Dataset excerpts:
PR #3773, opened 2026-09-01
fix(deps): pin wasmer to 6.1.0, the newest release that supports Windows

chefsale:
Reverts #3745 (`b7a0e783c`) and records why the pin exists. **Master's Windows build is broken right now.**

## The bisect

| run | commit | Windows |
| --- | --- | --- |
| 33534721084 | `b7a0e783c` — #3745, wasmer 6.1 → 7.4 | **failure** |
| 33526003495 | `c0c3ac89b` | success |

## wasmer 7 removed *every* compiler backend on Windows

Not just Cranelift. All three carry the identical guard, and it is present from **7.0.0** onward — the whole 7.x line, not one bad release:

```rust
// wasmer-compiler-cranelift / -singlepass / -llvm, src/lib.rs
#[cfg(target_os = "windows")]
compile_error!("The <X> compiler backend is not supported on Windows. Use the V8 backend instead.");
```

I checked 7.0.0, 7.1.0, 7.2.0, 7.3.0 and 7.4.0 — all blocked. And there is no 6.1.1 or 6.2.0, so **6.1.0 is the newest wasmer that supports Windows at all.** The pin is the exact boundary, not a conservative guess.

## Why we cannot take wasmer's advice

V8 is a *runtime* backend, not a compiler backend. There is no `impl CompilerConfig` for it anywhere in the crate, so there is no `push_middleware` — and `wasmer_middlewares::Metering` is how a guest is stopped from running forever.

An unmetered Windows node would accept executions every other node rejects. That is a divergence in what nodes agree on, not a performance trade-off. On 7.x the choice is Windows **or** gas metering, and we need both.

LLVM was worth checking specifically, since it is where wasmer is steering and it *is* a sys compiler that keeps metering. It carries the same guard — and it would have been expensive to find out the hard way: `llvm-sys 221.1.0` means **LLVM 22.1**, required via `LLVM_SYS_221_PREFIX` on every machine and runner that builds merod.

## Impact if left

The next release ships **no `merod.exe`**, and the desktop's Windows build fails on its next merod bump — undoing what v0.0.88 just delivered.

## #3745 was not careless

It absorbed 7.4's `BaseTunables` change and removed a `static_memory_bound` knob that was never a cap. Nothing in its reasoning was wrong. It went unnoticed because **the release matrix is Linux-only on pull requests**, so no Windows build ran before merge. #3771 adds the lane that catches this class of breakage — it landed one PR too late.

## Two notes, so this does not recur

**In the workspace `Cargo.toml`**, above the pin — where whoever bumps wasmer next will actually be looking. It states what 7.x removed, why V8 is not an option, and what would have to change for 7.x to become viable.

**In `.github/dependabot.yml`**, an ignore for `version-update:semver-major` on the three wasmer crates. Deliberately majors only — minor and patch updates inside 6.x still arrive normally. Without it dependabot re-proposes 7.x on its next weekly run and the comment is advisory at best.

## Verification

- `wasmer-compiler-cranelift 6.1.0` carries no Windows guard, where 7.0.0 through 7.4.0 all do.
- `cargo test -p calimero-runtime`: 182 pass.
- `cargo fmt --check --all`: clean.

## Revisit when

wasmer restores a compiler backend on Windows, or metering moves off the middleware. Merging #3771 first means whichever way that goes, CI proves it on Windows before it merges.

### DIFF
--- a/.github/dependabot.yml
+++ b/.github/dependabot.yml
@@ -20,6 +20,22 @@ updates:
     schedule:
       interval: weekly
     open-pull-requests-limit: 10
+    ignore:
+      # wasmer 7 removed every compiler backend on Windows (cranelift,
+      # singlepass and llvm all `compile_error!` there from 7.0.0), and its
+      # suggested V8 backend has no `CompilerConfig`, so gas metering cannot be
+      # installed. A 7.x bump therefore drops `merod.exe` from the release --
+      # see the pin note in the workspace Cargo.toml.
+      #
+      # Ignoring the majors, not the family: minor and patch updates within 6.x
+      # still arrive normally. Drop this once wasmer has a Windows compiler
+      # backend again.
+      - dependency-name: "wasmer"
+        update-types: ["version-update:semver-major"]
+      - dependency-name: "wasmer-types"
+        update-types: ["version-update:semver-major"]
+      - dependency-name: "wasmer-middlewares"
+        update-types: ["version-update:semver-major"]
     groups:
       # Families that version in lockstep, matched first so no member is ever bumped alone:
       # each appears in the others' public API, so a lone bump lands two incompatible types.
--- a/.github/workflows/release.yml
+++ b/.github/workflows/release.yml
@@ -208,13 +208,7 @@ jobs:
     strategy:
       matrix:
         # Keep legacy check names for required status checks.
-        #
-        # TEMPORARY (remove before merge): this PR exists to unbreak the Windows
-        # build, and the pull_request arm is Linux-only for cost -- so without
-        # this it cannot demonstrate the one thing it claims. #3771 adds a
-        # permanent Windows lane; until that merges, this is how a Windows fix
-        # proves itself.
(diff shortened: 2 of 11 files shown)


chefsale:
## Windows build verified on wasmer 6.1.0

`Build Binaries (windows-latest, x86_64-pc-windows-msvc)` **passed**, so the pin does restore `merod.exe`. The temporary matrix entry has served its purpose and is removed in 5b57730a7; Windows is back to master-only.

That entry existed because a PR whose entire subject is the Windows build could not otherwise demonstrate it — the `pull_request` arm is Linux-only for cost. Which is exactly how #3745 landed unseen. #3771 makes that lane permanent so the workaround stops being necessary.

### The version boundary is exact

I probed each release rather than assuming 6.1.0 was simply "the previous one":

| version | Windows |
| --- | --- |
| 7.4.0, 7.3.0, 7.2.0, 7.1.0, 7.0.0 | blocked — `compile_error!` in cranelift, singlepass **and** llvm |
| 6.1.1, 6.2.0 | do not exist |
| **6.1.0** | **supported** |

So 6.1.0 is not a conservative fallback; it is the newest wasmer that supports Windows at all.

### Merge order

**This first, then #3771.** #3771's branch predates #3745, so its green Windows lane ran against a master that still had wasmer 6.1. Merging it onto master as it stands today would install a permanently-red Windows job, because merod cannot build there until this lands.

Work to complete: Search the data above for the word "singlepass" and show every line that has it.

Solution:
// wasmer-compiler-cranelift / -singlepass / -llvm, src/lib.rs
+      # singlepass and llvm all `compile_error!` there from 7.0.0), and its
| 7.4.0, 7.3.0, 7.2.0, 7.1.0, 7.0.0 | blocked — `compile_error!` in cranelift, singlepass **and** llvm |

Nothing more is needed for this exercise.